* [Activity]: While reading through the material below, copy each line that holds the word "verbose".

* [Records provided]:
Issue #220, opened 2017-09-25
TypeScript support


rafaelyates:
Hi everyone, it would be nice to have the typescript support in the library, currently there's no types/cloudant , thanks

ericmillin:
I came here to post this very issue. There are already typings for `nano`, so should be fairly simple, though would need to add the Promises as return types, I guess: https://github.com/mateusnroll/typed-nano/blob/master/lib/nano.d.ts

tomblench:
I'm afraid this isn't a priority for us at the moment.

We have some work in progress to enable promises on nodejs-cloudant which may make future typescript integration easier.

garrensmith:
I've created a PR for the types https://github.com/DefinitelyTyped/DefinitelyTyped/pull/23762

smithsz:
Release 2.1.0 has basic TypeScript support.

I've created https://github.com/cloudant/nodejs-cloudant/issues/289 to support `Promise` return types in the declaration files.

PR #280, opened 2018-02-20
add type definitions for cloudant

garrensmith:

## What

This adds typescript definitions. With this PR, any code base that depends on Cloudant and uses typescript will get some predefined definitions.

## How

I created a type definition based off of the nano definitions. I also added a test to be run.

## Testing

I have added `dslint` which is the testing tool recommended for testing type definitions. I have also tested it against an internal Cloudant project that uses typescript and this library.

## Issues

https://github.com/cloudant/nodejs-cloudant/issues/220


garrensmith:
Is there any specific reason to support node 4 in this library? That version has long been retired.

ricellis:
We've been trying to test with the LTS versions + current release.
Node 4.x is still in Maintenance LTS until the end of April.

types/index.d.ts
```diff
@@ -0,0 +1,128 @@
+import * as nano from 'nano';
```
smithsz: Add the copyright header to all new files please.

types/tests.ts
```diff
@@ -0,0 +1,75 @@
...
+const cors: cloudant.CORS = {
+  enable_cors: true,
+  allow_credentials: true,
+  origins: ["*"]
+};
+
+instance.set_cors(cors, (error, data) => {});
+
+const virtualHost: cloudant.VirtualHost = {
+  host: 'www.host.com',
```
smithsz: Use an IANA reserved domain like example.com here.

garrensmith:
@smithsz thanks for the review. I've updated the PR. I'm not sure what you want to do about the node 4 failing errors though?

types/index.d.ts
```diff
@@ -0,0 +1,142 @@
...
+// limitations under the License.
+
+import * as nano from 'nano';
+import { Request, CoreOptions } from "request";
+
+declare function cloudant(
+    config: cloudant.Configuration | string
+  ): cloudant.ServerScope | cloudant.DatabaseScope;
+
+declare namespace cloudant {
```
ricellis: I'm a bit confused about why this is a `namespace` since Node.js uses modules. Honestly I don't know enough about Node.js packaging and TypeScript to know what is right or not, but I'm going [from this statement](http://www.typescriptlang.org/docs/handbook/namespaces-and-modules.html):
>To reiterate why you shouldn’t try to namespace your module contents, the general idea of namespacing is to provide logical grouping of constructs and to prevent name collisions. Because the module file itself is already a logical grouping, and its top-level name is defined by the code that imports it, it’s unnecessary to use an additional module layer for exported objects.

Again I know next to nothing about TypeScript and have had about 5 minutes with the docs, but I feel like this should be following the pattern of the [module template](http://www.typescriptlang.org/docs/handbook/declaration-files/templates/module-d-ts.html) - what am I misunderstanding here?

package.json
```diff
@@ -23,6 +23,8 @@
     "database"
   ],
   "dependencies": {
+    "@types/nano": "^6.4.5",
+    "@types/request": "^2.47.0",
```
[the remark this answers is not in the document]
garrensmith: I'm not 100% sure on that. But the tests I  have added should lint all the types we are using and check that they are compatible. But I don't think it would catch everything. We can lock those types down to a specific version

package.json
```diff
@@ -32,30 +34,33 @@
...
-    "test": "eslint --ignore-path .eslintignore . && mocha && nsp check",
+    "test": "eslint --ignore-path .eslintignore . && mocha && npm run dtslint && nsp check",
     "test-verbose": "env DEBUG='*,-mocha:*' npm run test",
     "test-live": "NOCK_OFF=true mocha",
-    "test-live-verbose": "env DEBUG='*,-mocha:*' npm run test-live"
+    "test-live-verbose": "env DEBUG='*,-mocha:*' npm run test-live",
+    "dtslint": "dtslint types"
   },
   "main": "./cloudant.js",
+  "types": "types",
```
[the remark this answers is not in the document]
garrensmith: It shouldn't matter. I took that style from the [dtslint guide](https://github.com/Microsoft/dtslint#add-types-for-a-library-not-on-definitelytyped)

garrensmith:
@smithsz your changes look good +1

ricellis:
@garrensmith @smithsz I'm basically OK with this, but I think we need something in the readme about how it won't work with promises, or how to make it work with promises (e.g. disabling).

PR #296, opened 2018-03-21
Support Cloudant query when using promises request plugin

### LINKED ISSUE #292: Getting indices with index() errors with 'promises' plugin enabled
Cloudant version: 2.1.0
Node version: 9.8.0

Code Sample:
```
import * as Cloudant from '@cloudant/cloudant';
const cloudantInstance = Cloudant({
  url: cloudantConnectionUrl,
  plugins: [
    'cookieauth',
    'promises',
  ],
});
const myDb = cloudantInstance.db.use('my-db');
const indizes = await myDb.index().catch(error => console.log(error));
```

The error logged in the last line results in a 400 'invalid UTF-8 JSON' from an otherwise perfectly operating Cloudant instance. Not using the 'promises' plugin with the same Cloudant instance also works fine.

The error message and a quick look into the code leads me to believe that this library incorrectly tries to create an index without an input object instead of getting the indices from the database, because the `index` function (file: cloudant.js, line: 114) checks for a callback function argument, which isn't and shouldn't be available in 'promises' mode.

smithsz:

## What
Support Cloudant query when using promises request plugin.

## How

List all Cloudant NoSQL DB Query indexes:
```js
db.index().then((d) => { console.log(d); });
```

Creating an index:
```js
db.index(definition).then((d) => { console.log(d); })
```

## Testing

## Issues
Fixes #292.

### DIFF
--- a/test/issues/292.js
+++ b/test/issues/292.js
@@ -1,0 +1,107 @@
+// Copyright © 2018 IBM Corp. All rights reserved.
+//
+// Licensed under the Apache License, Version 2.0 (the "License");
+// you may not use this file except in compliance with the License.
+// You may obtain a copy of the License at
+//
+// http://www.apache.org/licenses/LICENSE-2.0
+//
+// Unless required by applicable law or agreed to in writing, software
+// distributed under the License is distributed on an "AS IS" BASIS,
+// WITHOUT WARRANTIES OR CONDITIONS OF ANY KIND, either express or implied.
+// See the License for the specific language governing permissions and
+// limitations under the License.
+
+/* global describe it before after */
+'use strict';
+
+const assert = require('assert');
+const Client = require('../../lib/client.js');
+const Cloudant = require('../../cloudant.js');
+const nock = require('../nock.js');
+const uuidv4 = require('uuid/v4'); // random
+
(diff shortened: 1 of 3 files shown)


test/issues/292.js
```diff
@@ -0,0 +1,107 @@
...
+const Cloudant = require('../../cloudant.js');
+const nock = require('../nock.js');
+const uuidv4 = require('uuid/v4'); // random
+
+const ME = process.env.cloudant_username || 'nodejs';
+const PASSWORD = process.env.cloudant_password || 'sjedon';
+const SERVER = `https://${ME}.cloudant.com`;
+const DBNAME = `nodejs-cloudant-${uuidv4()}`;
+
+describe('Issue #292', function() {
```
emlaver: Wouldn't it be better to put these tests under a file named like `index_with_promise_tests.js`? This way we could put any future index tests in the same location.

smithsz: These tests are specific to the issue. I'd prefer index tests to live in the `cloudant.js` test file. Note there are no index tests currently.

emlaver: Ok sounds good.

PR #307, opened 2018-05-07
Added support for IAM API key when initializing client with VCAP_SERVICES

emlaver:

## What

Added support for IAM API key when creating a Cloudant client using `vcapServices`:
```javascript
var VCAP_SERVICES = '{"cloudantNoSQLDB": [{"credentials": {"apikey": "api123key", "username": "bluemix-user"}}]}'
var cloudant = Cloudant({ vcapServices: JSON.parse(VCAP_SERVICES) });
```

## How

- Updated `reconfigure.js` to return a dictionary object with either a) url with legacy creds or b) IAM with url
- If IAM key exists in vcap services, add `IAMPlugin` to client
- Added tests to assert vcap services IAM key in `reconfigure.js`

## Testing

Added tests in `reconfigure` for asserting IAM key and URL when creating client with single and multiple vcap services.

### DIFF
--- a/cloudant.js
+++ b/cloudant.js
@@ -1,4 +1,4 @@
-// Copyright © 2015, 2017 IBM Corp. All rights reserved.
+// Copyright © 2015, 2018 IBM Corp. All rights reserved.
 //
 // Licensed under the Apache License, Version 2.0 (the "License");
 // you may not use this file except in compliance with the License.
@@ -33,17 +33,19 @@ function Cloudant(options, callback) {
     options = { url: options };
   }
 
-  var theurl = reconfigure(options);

* [Answer area]:
     "test-verbose": "env DEBUG='*,-mocha:*' npm run test",
-    "test-live-verbose": "env DEBUG='*,-mocha:*' npm run test-live"
+    "test-live-verbose": "env DEBUG='*,-mocha:*' npm run test-live",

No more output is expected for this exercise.